Task to complete
Copy out each line of the data that holds the string "creation".

Data

[Start of section]

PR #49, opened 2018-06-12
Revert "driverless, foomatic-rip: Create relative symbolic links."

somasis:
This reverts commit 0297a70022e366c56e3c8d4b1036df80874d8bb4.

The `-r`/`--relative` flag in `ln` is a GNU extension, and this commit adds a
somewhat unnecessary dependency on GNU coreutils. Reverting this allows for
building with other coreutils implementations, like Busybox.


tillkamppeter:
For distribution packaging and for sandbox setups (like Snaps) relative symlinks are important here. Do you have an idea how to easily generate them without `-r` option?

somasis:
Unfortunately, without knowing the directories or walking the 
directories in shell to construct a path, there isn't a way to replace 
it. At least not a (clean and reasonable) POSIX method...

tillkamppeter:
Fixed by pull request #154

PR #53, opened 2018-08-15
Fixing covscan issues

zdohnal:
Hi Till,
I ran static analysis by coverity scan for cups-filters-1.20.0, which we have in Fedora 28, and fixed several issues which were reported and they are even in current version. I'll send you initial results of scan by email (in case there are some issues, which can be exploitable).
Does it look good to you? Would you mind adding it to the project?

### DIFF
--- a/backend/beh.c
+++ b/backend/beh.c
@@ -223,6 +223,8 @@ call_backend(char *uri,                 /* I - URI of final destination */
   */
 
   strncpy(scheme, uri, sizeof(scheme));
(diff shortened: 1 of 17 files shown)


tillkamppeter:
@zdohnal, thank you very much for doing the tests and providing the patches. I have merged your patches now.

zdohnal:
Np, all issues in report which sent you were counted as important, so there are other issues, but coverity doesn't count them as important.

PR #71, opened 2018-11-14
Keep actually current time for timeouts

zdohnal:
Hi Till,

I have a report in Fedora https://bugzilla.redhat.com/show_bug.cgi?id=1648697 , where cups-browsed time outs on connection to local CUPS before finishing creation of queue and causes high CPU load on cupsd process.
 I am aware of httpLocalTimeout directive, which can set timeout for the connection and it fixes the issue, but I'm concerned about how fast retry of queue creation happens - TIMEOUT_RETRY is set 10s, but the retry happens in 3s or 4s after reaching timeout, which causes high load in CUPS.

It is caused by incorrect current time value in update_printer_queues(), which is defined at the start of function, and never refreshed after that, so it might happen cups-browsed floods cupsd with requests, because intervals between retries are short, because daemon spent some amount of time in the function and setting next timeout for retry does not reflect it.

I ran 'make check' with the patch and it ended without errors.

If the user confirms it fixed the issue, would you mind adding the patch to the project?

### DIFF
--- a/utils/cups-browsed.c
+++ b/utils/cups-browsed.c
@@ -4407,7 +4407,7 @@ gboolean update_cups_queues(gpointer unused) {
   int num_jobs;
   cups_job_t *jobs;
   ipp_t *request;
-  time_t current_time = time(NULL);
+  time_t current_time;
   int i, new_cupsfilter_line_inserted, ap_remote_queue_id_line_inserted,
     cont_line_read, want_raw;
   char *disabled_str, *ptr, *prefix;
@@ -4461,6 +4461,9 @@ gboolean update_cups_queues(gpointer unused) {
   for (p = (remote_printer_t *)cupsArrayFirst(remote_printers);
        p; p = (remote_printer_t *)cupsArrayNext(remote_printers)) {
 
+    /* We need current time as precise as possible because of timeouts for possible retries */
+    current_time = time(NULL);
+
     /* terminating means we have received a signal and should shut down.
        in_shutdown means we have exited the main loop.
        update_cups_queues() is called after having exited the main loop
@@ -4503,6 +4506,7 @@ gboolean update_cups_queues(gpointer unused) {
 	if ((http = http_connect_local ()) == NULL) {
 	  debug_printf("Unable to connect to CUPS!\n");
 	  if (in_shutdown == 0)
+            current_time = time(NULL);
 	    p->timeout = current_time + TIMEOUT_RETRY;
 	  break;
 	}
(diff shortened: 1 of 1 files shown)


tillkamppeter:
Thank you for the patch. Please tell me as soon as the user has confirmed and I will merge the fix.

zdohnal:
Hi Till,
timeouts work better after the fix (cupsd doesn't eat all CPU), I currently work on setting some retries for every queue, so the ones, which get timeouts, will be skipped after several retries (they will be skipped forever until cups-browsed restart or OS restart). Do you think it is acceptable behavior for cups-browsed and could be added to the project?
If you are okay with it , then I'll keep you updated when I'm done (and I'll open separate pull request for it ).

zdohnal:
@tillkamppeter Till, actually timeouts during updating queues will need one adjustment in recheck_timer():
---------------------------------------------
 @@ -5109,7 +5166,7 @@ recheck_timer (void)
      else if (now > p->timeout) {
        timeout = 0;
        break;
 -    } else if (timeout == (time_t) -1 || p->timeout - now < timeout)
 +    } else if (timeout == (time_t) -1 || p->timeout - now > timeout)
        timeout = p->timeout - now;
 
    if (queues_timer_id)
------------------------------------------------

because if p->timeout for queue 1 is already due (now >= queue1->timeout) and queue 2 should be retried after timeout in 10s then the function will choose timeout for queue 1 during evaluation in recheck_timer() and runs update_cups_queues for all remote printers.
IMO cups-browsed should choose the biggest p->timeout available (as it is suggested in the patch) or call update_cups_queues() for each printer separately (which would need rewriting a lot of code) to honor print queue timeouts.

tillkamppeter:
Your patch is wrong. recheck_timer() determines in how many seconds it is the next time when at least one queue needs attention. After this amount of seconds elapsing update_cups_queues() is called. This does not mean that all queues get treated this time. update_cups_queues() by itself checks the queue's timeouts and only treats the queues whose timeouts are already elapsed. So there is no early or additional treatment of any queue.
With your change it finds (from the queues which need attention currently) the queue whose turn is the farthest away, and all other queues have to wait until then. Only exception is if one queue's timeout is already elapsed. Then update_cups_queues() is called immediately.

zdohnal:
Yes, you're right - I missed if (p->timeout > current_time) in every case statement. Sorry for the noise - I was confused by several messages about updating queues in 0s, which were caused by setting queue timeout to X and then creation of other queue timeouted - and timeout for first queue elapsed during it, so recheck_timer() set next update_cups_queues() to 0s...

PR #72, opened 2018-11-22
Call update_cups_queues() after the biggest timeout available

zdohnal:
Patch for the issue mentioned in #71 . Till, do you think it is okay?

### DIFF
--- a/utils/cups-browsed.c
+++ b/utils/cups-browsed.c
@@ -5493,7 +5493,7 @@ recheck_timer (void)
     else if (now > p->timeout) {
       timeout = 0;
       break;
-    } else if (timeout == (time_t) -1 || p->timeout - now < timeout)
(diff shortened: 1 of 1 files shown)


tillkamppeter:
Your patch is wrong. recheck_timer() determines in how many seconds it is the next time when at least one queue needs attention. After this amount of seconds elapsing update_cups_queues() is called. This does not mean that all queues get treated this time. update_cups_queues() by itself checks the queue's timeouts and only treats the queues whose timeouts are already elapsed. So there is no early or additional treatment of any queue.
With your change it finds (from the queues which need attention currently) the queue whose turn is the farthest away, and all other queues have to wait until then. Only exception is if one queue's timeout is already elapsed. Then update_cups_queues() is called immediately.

[End of section]

Answer section
I have a report in Fedora https://bugzilla.redhat.com/show_bug.cgi?id=1648697 , where cups-browsed time outs on connection to local CUPS before finishing creation of queue and causes high CPU load on cupsd process.
 I am aware of httpLocalTimeout directive, which can set timeout for the connection and it fixes the issue, but I'm concerned about how fast retry of queue creation happens - TIMEOUT_RETRY is set 10s, but the retry happens in 3s or 4s after reaching timeout, which causes high load in CUPS.
Yes, you're right - I missed if (p->timeout > current_time) in every case statement. Sorry for the noise - I was confused by several messages about updating queues in 0s, which were caused by setting queue timeout to X and then creation of other queue timeouted - and timeout for first queue elapsed during it, so recheck_timer() set next update_cups_queues() to 0s...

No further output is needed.